With "better prediction accuracy" during the selected days, the SPLPF smoothing required a relative ESS power between 5.5h-1 - 7.2h-1 which is 3.8 - 4.8 times more then by the LPF smoothing, 2.4 - 4.2 times more than by PLPF, and eventually 84% - 99% of the IPLPF power request. The SPLPF smoothing required 21% - 22% of the ESS capacity used by the LPF method, or 24% - 41% of the capacity used by PLPF. The SPLPF eventually required 1.0 - 1.2 times the ESS capacity used by IPLPF. The SPLPF smoothing put 58% - 73% of the energy through ESS relative to the LPF method, or 75% - 83% of the energy throughput by PLPF. SPLPF eventually put 1.0 - 1.1 times more energy through ESS than the IPLPF method.
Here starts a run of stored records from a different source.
PR #342, opened 2023-02-20
clip r values

### LINKED ISSUE #340: AssertionError for bicor when n == 2
Hi,

I would like to use the bicor method within pairwise_corr. My data contains a lot of nan values that I would like to exclude with nan_policy='pairwise'. Unfortunately, there are also cases where the overlap of notnan values is only 2. In that case I would like to get nan for correlation (or anything else, I don't care too much...), but instead I am getting this AssertionError (that I am btw not getting when replacing the 4 with a 3...):
```
pingouin.corr([1, np.nan, 2, 4], [1, 2, np.nan, 3], method='bicor')
```
```
---------------------------------------------------------------------------
AssertionError                            Traceback (most recent call last)
Input In [55], in <cell line: 1>()
----> 1 pingouin.corr([1, np.nan, 2, 4], [1, 2, np.nan, 3], method='bicor')

File ~/miniconda3/envs/glue/lib/python3.8/site-packages/pingouin/correlation.py:648, in corr(x, y, alternative, method, **kwargs)
    644 else:
    645     ci = compute_esci(
    646         stat=r, nx=n_clean, ny=n_clean, eftype="r", decimals=6, alternative=alternative
    647     )
--> 648     pr = power_corr(r=r, n=n_clean, power=None, alpha=0.05, alternative=alternative)
    650 # Recompute p-value if tail is one-sided
    651 if alternative != "two-sided":

File ~/miniconda3/envs/glue/lib/python3.8/site-packages/pingouin/power.py:852, in power_corr(r, n, power, alpha, alternative)
    845 assert alternative in [
    846     "two-sided",
    847     "greater",
    848     "less",
    849 ], "Alternative must be one of 'two-sided' (default), 'greater' or 'less'."
    851 if r is not None:
--> 852     assert -1 <= r <= 1
    853     if alternative == "two-sided":
    854         r = abs(r)

AssertionError: 
```

remrama:
Fixes #340 

I added `np.clip` to `pg.corr`, right after where all the `r` values are calculated and before being passed to `power_corr`, so I think this should catch all similar cases. Rather than _always_ clipping, I only do it if the r value exceeds -1 or 1 _and_ `np.isclose` to abs(1). I don't imagine getting r values exceeding those bounds, but this felt safer to prevent accidentally clipping  something super-high down to 1.

Re-running the original code that produced the error will work now:

```python
import numpy as np
import pingouin as pg
pg.corr([1, np.nan, 2, 4], [1, 2, np.nan, 3], method='bicor')
# bicor  2  1.0  [1.0, 1.0]    NaN      1
```

### DIFF
--- a/pingouin/correlation.py
+++ b/pingouin/correlation.py
@@ -637,6 +637,10 @@ def corr(x, y, alternative="two-sided", method="pearson", **kwargs):
     n_outliers = sum(outliers) if "outliers" in locals() else 0
     n_clean = n - n_outliers
 
+    # Rounding errors caused an r value marginally beyond 1
+    if abs(r) > 1 and np.isclose(abs(r), 1):
+        r = np.clip(r, -1, 1)
+
     # Compute the parametric 95% confidence interval and power
     if abs(r) == 1:
         ci = [r, r]


raphaelvallat (approved):
LGTM! Unrelated CI error that I need to fix soon. Thanks for the PR!

PR #344, opened 2023-02-22
hotfix: CI crash in test_power_chi2 [WIP]

raphaelvallat:


raphaelvallat:
The range on which the chi-square effect size was evaluated was unecessary too large and caused a Python crash in latest version of SciPy

musicinmybrain:
I spotted this failure in Fedora 39/Rawhide (and noted that it will soon affect Fedora 38/Branched). I can confirm that applying this PR as a downstream patch to 0.5.3 fixes the problem in Fedora, too.

PR #347, opened 2023-03-01
Add check for noncentrality parameters.

### LINKED ISSUE #343: Crash when calculating power with too large effect size
This crash occurs for me with the following code, although it may not work identically on all platforms:
```python
import numpy as np
from pingouin.effsize import compute_effsize
from pingouin.power import power_ttest

x = np.ones(10) * 0.3
y = np.ones(10) * 0.6
d = compute_effsize(x, y, paired=True)
print(d)
print(power_ttest(d, x.size))
```
Running this code results in the output
```
-3242591731706756.5
terminate called after throwing an instance of 'boost::wrapexcept<boost::math::rounding_error>'
  what():  Error in function boost::math::itrunc<double>(double): Value 2.3657402561699292e+31 can not be represented in the target integer type.
Aborted (core dumped)
```

The root cause of this is related to https://github.com/scipy/scipy/issues/17916. However, it occurs in `power_ttest()` due to calling `scipy.stats.nct.cdf()` with the huge value of `nc` based on `d`:
https://github.com/raphaelvallat/pingouin/blob/c66b6853cfcbe1d6d9702c87c09050594b4cacb4/pingouin/power.py#L146-L168

Perhaps a check should be done in `compute_effsize()` to check whether the variance to too small? Or check whether the effect size magnitude is too high in `power_ttest()`?

agkphysics:
Fixes #343, caused by scipy/scipy#17916.

### DIFF
--- a/pingouin/power.py
+++ b/pingouin/power.py
@@ -15,6 +15,22 @@ __all__ = [
 ]
 
 
+def _check_nc(dist, nc):
+    """Check if non-centrality parameter is too large for the given distribution.
+    This is a workaround for scipy/scipy#17916 which can hopefully be removed at some point.
+    """
+    if dist is stats.ncx2 and nc >= float(2**32 - 1):
+        warnings.warn("Non-centrality parameter is too large for the ncx2 distribution.")
+        return False
+    if dist is stats.ncf and nc >= float(2**32):
+        warnings.warn("Non-centrality parameter is too large for the ncf distribution.")
+        return False
+    if dist is stats.nct and (nc <= float(-(2**16)) or nc >= float(2**16)):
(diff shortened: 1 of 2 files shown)


agkphysics:
I notice that coverage fails because of the `greater` and `less` paths. Do you want me to add these extra test cases for `ttest` and `ttest2n`?

raphaelvallat:
Hi @agkphysics,

This is great, thank you! Yes can you please add the extra test? 

Btw I see that https://github.com/scipy/scipy/issues/17916 has now been fixed and should be included in scipy 1.11.0.

agkphysics:
@raphaelvallat I have added the additional tests now.

raphaelvallat (approved):
Approved! Thanks so much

With "worse prediction accuracy" during the selected days, the SPLPF smoothing required a relative ESS power between 3.8h-1 - 6.3h-1 which is 2.6 - 4.2 times more then by the LPF smoothing, 3.6 - 5.1 times more than by PLPF, and eventually 58% - 86% of the IPLPF power request. The SPLPF smoothing required 24% - 33% of the ESS capacity used by the LPF method, or 19% - 28% of the capacity used by PLPF. The SPLPF eventually required 1.2 - 1.8 times the ESS capacity used by IPLPF. The SPLPF smoothing put 59% - 77% of the energy through ESS relative to the LPF method, or 63% - 69% of the energy throughput by PLPF. SPLPF eventually put 1.0 - 1.1 times more energy through ESS than the IPLPF method.
SPLPF vs IPLPF
Although we did not analyze the whole year (the numerical simulation of SPLPF is computationally intensive), our analysis of 4 smoothing methods on the selected days with high solar intermittency and various solar exposures, with 4 filter orders, and with a varying prediction error provided a detailed insight into the SPLPF performance. This smoothing method performs much better than the PLPF. With moderate prediction error, SPLPF performs close to the ideal smoothing IPLPF. The presented empirical results are theoretically proven in the chapter SPLPF Smoothing.